▶ _EXERCISE DETAILS_
Among the lines below, list those containing the string "save".

++++ SOURCE DATA ++++

PR #1526, opened 2023-06-11
Brakeman false positive

JoeCohen:
- Refactors PreferenceController to fix Brakeman false positive.
- Improves PreferenceController test coverage.
- Fixes PreferenceController#no_email AbcSize offense.
- Updates `brakeman.ignore`.

There is no manual test.

### DIFF
--- a/app/controllers/account/preferences_controller.rb
+++ b/app/controllers/account/preferences_controller.rb
@@ -116,7 +116,11 @@ module Account
     def prefs_changed_successfully
       result = false
       if !@user.changed
-         flash_notice(:runtime_no_changes.t)
+        # NOTE: The next line appears to be unreachable
+        # because @user.changed is always truthy. (It's at least `[]`.)
+        # Perhaps `!@user.changed?` was intended, but it breaks tests.
+        # 2023-06-11 JDC
+        flash_notice(:runtime_no_changes.t)
       elsif !@user.errors.empty? || !@user.save
         flash_object_errors(@user)
       else
--- a/app/controllers/account/preferences_controller.rb
+++ b/app/controllers/account/preferences_controller.rb
@@ -27,9 +27,7 @@ module Account
       user = User.safe_find(params[:id])
       return redirect_to("/") unless permitted_user_with_valid_email_type?(user)
 
-      prefix  = "no_email_#{email_type}"
-      success = "#{prefix}_success".to_sym
-      @note   = "#{prefix}_note".to_sym
+      @note = "#{email_msg_prefix}_note".to_sym
       @user.send(email_type_setter, false)
       if @user.save
         flash_notice(success.t(name: @user.unique_text_name))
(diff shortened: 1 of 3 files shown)


app/controllers/account/preferences_controller.rb
```diff
@@ -122,6 +116,10 @@ def update_copyright_holder(legal_name_change = nil)
     def prefs_changed_successfully
       result = false
       if !@user.changed
+        # NOTE: The next line appears to be unreachable
+        # because @user.changed is always truthy. (It's at least `[]`.)
+        # Perhaps `!@user.changed?` was intended, but it breaks tests.
+        # 2023-06-11 JDC
```
JoeCohen, line 122: @nimmolo: I tried to fix this but got (easily) confused. 
Any hints for how to about this. (It's something for another PR.)

@nimmolo, @pellaea:
I was also confused by the code around the other uncovered line. See lines 110-114.
I didn't understand why copyright holder is updated in PreferencesController. 
It doesn't seem to be something that users can change here (as opposed to AccountsController).
```ruby
    def update_copyright_holder(legal_name_change = nil)
      return unless legal_name_change

      Image.update_copyright_holder(*legal_name_change, @user)
    end
```

nimmolo: @JoeCohen - No idea about `changed` vs `changed?`. What tests does it break? (Maybe the tests need fixing!)
Ditto for the `update_copyright_holder` question... I'll try to spin it up as soon as i get Vagrant working with Code again.

I think my "creativity" in this file was probably limited to breaking up the controller. I don't recall trying to change any of this functionality.

pellaea:
Oops!  That's probably my fault.  Weird that "fixing" it would break
tests.  I wouldn't sweat it, though.  I think it'd be okay just to remove
that clause.  Who cares if it says "successfully updated preferences" even
if you submitted the form with no changes?
-Jason

app/controllers/account/preferences_controller.rb
nimmolo: @JoeCohen - It looks like `def update_copyright_holder` is only here because I accidentally left it here when splitting the file! Note that it's also defined in `Account::ProfileController` in exactly the same way. `legal_name_change` happens in `profile` not `preferences`.

`PreferencesController`'s line 20, within `def update`:  `update_copyright_holder(@user.legal_name_change)` is repeated in `ProfileController` line 91, within `def deal_with_possible_profile_changes`. 

In summary, I think you can safely delete anything to do with copyright holder name changes in the `PreferencesController` and its tests.

JoeCohen: @nimmolo: For another PR
`if @user.changed` is always truthy and therefore not useful as a test, so it should be something else perhaps `if !@user.changed?`
When I try `if !@user.changed?`, it breaks part of  Capybara `AccountTest#test_edit_preferences`,
in particular the stuff relating to change of email address.

JoeCohen:
I think we can fix it, but don't want to do it in this PR.
So I'll leave it as-is (including the comment as a reminder).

++++

▶ _RESPONSE FOR THIS EXERCISE_
       elsif !@user.errors.empty? || !@user.save
       if @user.save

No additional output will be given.